Há um documento, citado por Carvalho
Franco, onde aparece o ano de fundação da Laguna. Ele está transcrito quase que
integralmente no livro Bandeiras e Bandeirantes de São Paulo – Cia.
Editora Nacional – Col. Brasileira – Vol. 181 – S. Paulo, 1940 – págs. 282/3/4.
Trata-se de uma petição ao Rei, assinada
por Francisco de Brito Peixoto, o capitão-mor da Laguna, o filho do fundador e
presente quando da fundação da póvoa, e anexa à provisão-régia de 6 de
fevereiro de 1714.
Em minha humilde opinião, dos mais
importantes documentos sobre a fundação da Laguna, de valor incalculável
historicamente, porque é um depoimento, fonte primária insofismável - lembra do post anterior? - mesmo sendo feito 38 anos depois dos acontecimentos,
que narra pormenores, como tempo desprendido da viagem pelos Brito Peixoto desde
Santos, o ano, a quantidade de gente que trouxe, a morte do irmão Sebastião de
Brito Guerra e a do pai Domingos de Brito Peixoto na Vila da Laguna.

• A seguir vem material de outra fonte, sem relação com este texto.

PR #11793, opened 2026-04-24
Fix builder generic type variable handling (27.x)

### LINKED ISSUE #11533: Builder codegen generates invalid source for generic blueprints with properties typed by blueprint type variables
Helidon Builder appears to generate invalid Java source for a generic blueprint when one of the blueprint's property types refers to the blueprint’s own type variables.

### Minimal example

```
@Prototype.Blueprint
interface ExampleBlueprint<A, T> {
  Function<A, T> fn();
}
```

### Expected

Generated code should preserve the type variables correctly, e.g. something equivalent to:

```
Function<A, T>
```

### Actual

Generated code qualifies the type variables as if they were real concrete types (!), producing invalid source like:

```
Function<some.package.A, some.package.T>
```

or similar variants using renamed type parameters.

That does not compile, because `A` and `T` are type variables, not package-level classes.

### Impact

This prevents builderizing generic types whose properties include generic JDK functional interfaces such as:

- `Function<A, T>`
- `Supplier<T>`
- etc.

### Workaround

Keep the generic type and its builder handwritten for now.

tomas-langer:
Resolves #11533

Preserve generic declarations when builder codegen repairs blank-package type names so type variables such as `T` and `X` are not rewritten as same-package classes. Add a focused builder regression case that uses `Function<T, X>` on a generic blueprint.

### DIFF
--- a/builder/codegen/src/main/java/io/helidon/builder/codegen/FactoryOption.java
+++ b/builder/codegen/src/main/java/io/helidon/builder/codegen/FactoryOption.java
@@ -884,15 +884,69 @@ final class FactoryOption {
                 .build();
     }
 
-    // if no package, assume same package as blueprint (generated as part of this annotation round)
+    // Blank-package names are either same-round generated types or type variables.
+    // Keep the latter unqualified and recursively repair the former.
     static TypeName fixEmptyPackage(TypeName typeName, String packageName) {
-        if (typeName.packageName().isBlank()) {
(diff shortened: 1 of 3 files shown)


danielkec (approved):
LGTM. I reviewed the builder codegen change and the focused generics regression. The added `Function<T, X>` path generates the expected unqualified type variables, and the focused `GenericTest` path passes.

PR #11812, opened 2026-04-26
Avoid unnecessary DNS resolution without proxy

### LINKED ISSUE #11800: Http1CallChainBase.prologue() does unnecessary DNS resolution per request when proxy is not used
Helidon Version: 4.4.0

## Enhancement Description

In `Http1CallChainBase.prologue()` , `new InetSocketAddress(uri.host(), uri.port())` is constructed on every request. The constructor performs DNS resolution under the hood, but the resulting `uriAddress` is only used by `proxy.isNoHosts(uriAddress)`, which is short-circuited when `proxy == Proxy.noProxy()`:

https://github.com/helidon-io/helidon/blob/4e4bb38c5d1be40d9c43fc342c51091c7f790fef/webclient/http1/src/main/java/io/helidon/webclient/http1/Http1CallChainBase.java#L188-L194

For users not using a proxy (a common case), the DNS resolution is wasted work on the hot path of every request — including requests served by reused keep-alive connections that would otherwise touch no DNS at all.

### Why this matters

In most setups, the JVM's positive DNS cache (`networkaddress.cache.ttl`, default 30s) absorbs the cost so it's typically unnoticed. In my case though — through my own oversight — I was running with the k8s default `ndots:5` combined with multiple search domains in `/etc/resolv.conf`, which made each cache-miss fire many backend DNS queries. Any slowness on the resolver side then directly added to request latency. While this was a misconfiguration on my side, it illustrates how the unnecessary per-request DNS resolution can amplify into a noticeable problem in environments that aren't ideally tuned. Even in well-tuned environments, removing per-request work that yields no functional benefit seems desirable.

### Suggested fix

Inline the `new InetSocketAddress(...)` so it is only evaluated when actually needed (short-circuited by
`||`):

```java
String requestUri = proxy == Proxy.noProxy()
        || (proxy.type() == Proxy.ProxyType.HTTP && proxy.isNoHosts(new InetSocketAddress(uri.host(),
uri.port())))
        || (proxy.type() == Proxy.ProxyType.SYSTEM && !proxy.isUsingSystemProxy(absoluteUri))
        || clientConfig.relativeUris()
        ? "" // don't set host details, so it becomes relative URI
        : absoluteUri;
```

wadhwaroh-lang:
Delay construction of the proxy no-host address until the HTTP proxy branch needs it, keeping the common no-proxy request path free of per-request DNS resolution.

### Description

Fixes #11800.

`Http1CallChainBase.prologue()` previously created an `InetSocketAddress` for every request before checking whether proxy handling was needed. `InetSocketAddress(String, int)` can perform DNS resolution, so this added unnecessary per-request work when `proxy == Proxy.noProxy()`.

This change moves the `InetSocketAddress` construction into the HTTP proxy `isNoHosts(...)` branch, allowing the common no-proxy path to short-circuit before any address resolution.

### Documentation

None. This is an internal performance optimization with no user-facing API or configuration changes.

### DIFF
--- a/webclient/http1/src/main/java/io/helidon/webclient/http1/Http1CallChainBase.java
+++ b/webclient/http1/src/main/java/io/helidon/webclient/http1/Http1CallChainBase.java
@@ -185,9 +185,9 @@ abstract class Http1CallChainBase implements WebClientService.Chain {
             // https://www.w3.org/Protocols/rfc2616/rfc2616-sec5.html which states: "The absoluteURI form is REQUIRED when the
             // request is being made to a proxy."
             String absoluteUri = uri.scheme() + "://" + uri.host() + ":" + uri.port();
-            InetSocketAddress uriAddress = new InetSocketAddress(uri.host(), uri.port());
             String requestUri = proxy == Proxy.noProxy()
-                    || (proxy.type() == Proxy.ProxyType.HTTP && proxy.isNoHosts(uriAddress))
+                    || (proxy.type() == Proxy.ProxyType.HTTP
+                            && proxy.isNoHosts(new InetSocketAddress(uri.host(), uri.port())))
                     || (proxy.type() == Proxy.ProxyType.SYSTEM && !proxy.isUsingSystemProxy(absoluteUri))
                     || clientConfig.relativeUris()
                     ? "" // don't set host details, so it becomes relative URI


wadhwaroh-lang:
@hozumi @romain-grecourt  @danielkec  Can either of you please review? Thanks!

hozumi:
LGTM, Thank you for fixing this!

tomas-langer (approved):

Issue #2990, opened 2021-04-30
Enable custom values to be added to the ExecutionContext in graphql calls


schoenobates:
## Environment Details
* Helidon Version: 2.2.2
* Helidon SE or Helidon MP: SE
* JDK version: 11
* OS: MacOS 11.2.3

----------

## Problem Description

When handling a graphql invocation, it would be useful to attach things to the execution context - e.g. the current Authorisation header, a request ID for logging etc etc.

Currently there is no way to do this, but perhaps the following would be good:

+ an update to the `ExecutionContext` to add a context value: `void setContextValue(String, Object)`
+ corresponding getter (similar perhaps to the config style getters which give access to type safety)
+ builder method on the InvocationHandler builder to add handlers which can add things to the context (e.g. a token from a header for example, or so kind of dynamically calculated value).

tmiddlet2666:
@schoenobates 
You have mentioned the ability to setContextValue() on the ExecutionContext.
Are you wanting this to work in Helidon SE or Helidon MP?

schoenobates:
Hi @tmiddlet2666 - I was playing around with this on SE. I had a prototype going in a repo.

mrguamos:
any update on this? I need to get the Authorization header in the `ServerRequest` but this is not being passed down from `GraphQlService` to `InvocationHandler` or is there any other way to secure Graphq

```java
    private void graphQlPost(ServerRequest req, ServerResponse res) {
        LinkedHashMap entity = JSONB.fromJson(req.content().inputStream(), LINKED_HASH_MAP_GENERIC_TYPE.type());
        processRequest(res,
                       (String) entity.get("query"),
                       (String) entity.get("operationName"),
                       toVariableMap(entity.get("variables")));
    }
```

I'm using Helidon 4 SE

shankaritchapurapu:
PR -> https://github.com/helidon-io/helidon/pull/11855

shankaritchapurapu:
Merged PR https://github.com/helidon-io/helidon/pull/11855

PR #11855, opened 2026-05-04
Enable custom values to be added to the ExecutionContext in graphql calls

shankaritchapurapu:
resolves ... #2990: Enable custom values to be added to the ExecutionContext in graphql calls

### Description
Added support for per-invocation GraphQL context values.

ExecutionContext now lets callers set and retrieve named values, including typed retrieval via contextValue(String, Class<T>). ExecutionContextImpl stores those values in a concurrent map.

O documento prova que a data, o ano de
fundação da Póvoa de Santo Antônio dos Anjos da Laguna não foi
escolhido aleatoriamente por alguns historiadores e legisladores três séculos
depois visando comemorações de aniversário.
Cabral transcreve a petição e também o
fazemos aqui:
“Diz o Capitão Francisco de Brito
Peixoto, morador na povoação de Santo Antônio dos Anjos, que fez e descobriu
para as bandas do sul, em distância de cento e vinte léguas da Vila de Santos,
que ele teve tão grandes desejos de merecer no serviço de Vossa Majestade e de
lhe dilatar o Império, que, sendo das principais e mais abastadas famílias de
todas aquelas vilas do sul, deixou sua casa e a própria mãe e se foi com outro
seu irmão mais moço, chamado Sebastião de Brito Guerra, que era tenente da
Ordenança, em companhia de seu pai, o Capitão Domingos de Brito Peixoto, a
descobrir novas terras que não fossem de pessoa alguma habitadas, e com efeito,
NO ANO DE 1676 saíram da Vila de Santos, donde eram moradores, levando
consigo cinquenta escravos seus, com os quais bem feitorizavam as suas
fazendas, que deixaram incultas e todo o mantimento necessário para a dita
gente, e para dez homens brancos, que com ela iam, como também outras armas e
provimento bastante de pólvora e chumbo, e ferramentas condizentes para o
rompimento dos matos e feitorias de embarcações, em que fizeram uma despesa tão
grande como se considera, e com este apresto saiu da dita Vila, em que meteu
mantimento e mais ferramentas necessárias, dando-lhes ordem fossem dar fundos
defronte da paragem chamada Lagoa dos Patos, e que aí estivessem, até que o
suplicante, seu pai e irmão chegassem, para lhe apontarem a paragem em que iam
desembarcar, que o dito seu pai já tinha sabido, por ter de antes ido examinar
o dito sítio, e depois que gastaram quatros meses no caminho com romper os
matos e buscar as passagens, foi o mesmo suplicante com os mais dar no sítio da
Lagoa dos Patos, com imenso trabalho de tão áspero e dilatado caminho... e
nesta viagem lhe morreram mais de vinte e cinco escravos... e assim chegou
ao dito sítio da Laguna, fez pôr em terra os mantimentos e ferramentas que
pelo mar tinha mandado na fragata, fundando povoação... dando o pai do
suplicante notícia ao Sereníssimo Senhor Rei Dom Pedro, que a glória haja, pai
de Vossa Majestade, que Deus guarde, foi servido mandar-lhe agradecer por carta
este novo descobrimento e povoação, o que fez com promessa de lho remunerar, a
qual carta se perdeu em uma das ditas embarcações, porém a viram muitas pessoas
que dela testemunharão, e assim o dito seu pai, como o suplicante, enquanto foi
vivo, gastaram muita fazenda neste descobrimento, e nele lhe morreu o outro
filho solteiro, o tenente Sebastião de Brito Guerra, com muita quantidade de
escravos, que lhe mataram e se perderam, e o dito capitão Domingos de Brito
Peixoto, pai do suplicante se faleceu na mesma povoação, depois do dito seu
filho, e por sua morte nenhum outro varão lhe ficou mais que o suplicante,
Francisco de Brito Peixoto”.
Um único documento desses dirimiria
qualquer dúvida quanto ao ano de fundação da Laguna, não é mesmo, leitor? Mas
há ainda mais.
Moacir Domingues, em sua obra “A Colônia
do Sacramento e o Sul do Brasil” – Porto Alegre – Sulina 1973 – pág. 239 – Doc.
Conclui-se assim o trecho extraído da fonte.